Un composant Inconel « Hybrid Manufactured », fabriqué de manière additive puis usiné avec précision. Ce composant a été réalisé en collaboration avec l’installation CIMP-3D de Penn State.

Problèmes juridiques de la fabrication additive

Le cours nouvellement proposé, AMD 597 Legal Issues in Additive Manufacturing, est l’un des premiers du genre parmi tous les programmes d’impression 3D. Dès cet été, le cours intègre des cours d’études supérieures dans plusieurs départements, tels que l’ingénierie mécanique, industrielle et de fabrication; sciences de l’ingénieur et mécanique; et science et génie des matériaux.

Enseigné par Daniel R. Cahoy, professeur de droit des affaires, ce cours vise à enseigner les principes fondamentaux de la création de contrats juridiques valides, de la cybersécurité et de la protection des droits à la vie privée, ainsi qu’une compréhension des brevets et des secrets commerciaux soutenant l’innovation dans la fabrication additive.
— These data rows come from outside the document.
PR #537, opened 2021-07-28
chore(banner): split BannerIcon into separate file

dierat:
### Summary:
Clubhouse ticket: https://app.clubhouse.io/czi-edu/story/149303/banners-done

The `Toast` is currently reaching into the `Banner` to get its `Icon` component since that part is so similar between the two components. This PR splits it out into a separate component.

Question: Should shared components that are not exported from `components` be in a different section so it's clearer that although this component is in storybook, it's not available for external use?

### Screenshot
Screen Shot 2021-07-29 at 4 44 33 PM

### Test Plan:
Run storybook (`npm start`),
navigate to `/?path=/story/common-notificationicon--color-variants`,
verify the 5 icons are rendering as expected with the right colors and titles.

Also verify there are no changes registered in Percy for the `Banner` and `Toast` components.


packages/components/src/Banner/__snapshots__/Banner.spec.tsx.snap
```diff
@@ -5,7 +5,7 @@ exports[`<Banner /> Alert story renders snapshot 1`] = `
   class="bannerDialog horizontal colorAlert"
 >
   <div
-    class="icon iconAlert"
```
dierat, line 8: Mm I need to take another look at the `icon` style..

anniehu4:
> Question: Should shared components that are not exported from components be in a different section so it's clearer that although this component is in storybook, it's not available for external use?

I think that makes sense -- we could put this in `common` (like where `Clickable`) used to be

packages/components/src/Banner/Banner.module.css
```diff
@@ -12,10 +12,6 @@
   --svg-icon-size-default: 2.5rem;
 }
 
-.icon {
-  @apply justify-self-center;
-}
-
```
dierat, line 18: This styling doesn't seem to have been doing anything so it wasn't moved over to the new component.

packages/components/src/Banner/__snapshots__/Banner.spec.tsx.snap
dierat: We can do without the `icon` style; it wasn't doing anything.

packages/components/src/Banner/index.ts
```diff
@@ -1 +1,2 @@
-export { default, BannerIcon } from "./Banner";
+export { default } from "./Banner";
+export { BannerColor } from "./Banner";
```
anniehu4, line 2: nit: `export type { BannerColor }`

packages/components/src/common/Notifications/NotificationIcon/NotificationIcon.tsx
```diff
@@ -0,0 +1,61 @@
...
+  alert: {
+    icon: DangerousRoundedIcon,
+    style: styles.iconAlert,
+    title: "alert",
+  },
+};
+
+/**
+ * An icon that appears in notifcation components (Banner and Toast).
+ * This icon communicates the tone of the notification and is through its image,
```
anniehu4, line 48: nit:
```suggestion
 * This icon communicates the tone of the notification through its image,
```

packages/components/src/common/Notifications/NotificationIcon/NotificationIcon.tsx
```diff
@@ -0,0 +1,61 @@
...
+ * color, and title text.
+ */
+const NotificationIcon = ({ variant }: Props) => {
```
anniehu4, line 51: curious why you switched to `variant` instead of `color`?

packages/components/src/common/Notifications/NotificationIcon/index.ts
```diff
@@ -0,0 +1 @@
+export { default } from "./NotificationIcon";
```
anniehu4, line 1: this is pretty nitty, but I think it'd be fine if all the `NotificationIcon` files were directly under `Notifications/` instead of in another subfolder. I realize you probably used `plop` which did this automatically

anniehu4 (approved):

packages/components/src/common/Notifications/NotificationIcon/index.ts
anniehu4: nvm!! just saw your DismissButton PR so this makes more sense

packages/components/src/common/Notifications/NotificationIcon/NotificationIcon.tsx
dierat: It already kinda bugs me that `Banner` and `Toast` have a prop called `color` that also controls which icon is used, but it felt especially weird to use `color` in the situation where it primarily controls which icon is returned. But I don't care that much and am fine with changing it to `color` if consistency is more important.

anniehu4: mmm yep makes sense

De plus, le cours vise à encourager étudiants à devenir à la fois des experts techniques et des leaders d’opinion émergents dans l’industrie de l’impression 3D.

« La fabrication additive crée de nouveaux dilemmes éthiques avec lesquels les entreprises doivent lutter », a ajouté Simpson. « Par conséquent, nous devons préparer nos étudiants AMD à ces défis, en particulier lorsqu’ils assument des rôles de direction au sein d’entreprises cherchant à exploiter la FA. »

Pinces imprimées en 3D.  Clip via Kijenzi / Penn State.
Pinces imprimées en 3D. Clip via Kijenzi / Penn State.

Propriété intellectuelle pour les conceptions 3D

La protection de la propriété intellectuelle est particulièrement préoccupante pour l’impression 3D en raison de la nature numérique des conceptions 3D et de la facilité avec laquelle elles sont diffusées. Michel Weinberg, directeur exécutif chez Droit de l’Université de New York – Engelberg Center on Innovation Law and Policy, a précédemment comparé l’affaire Varsity Brands contre Star Athletica à l’état actuel de la protection de la propriété intellectuelle des objets imprimés en 3D. Bien que cette affaire se concentre sur les vêtements, l’affaire met en évidence certains droits de protection du droit d’auteur applicables à l’impression 3D.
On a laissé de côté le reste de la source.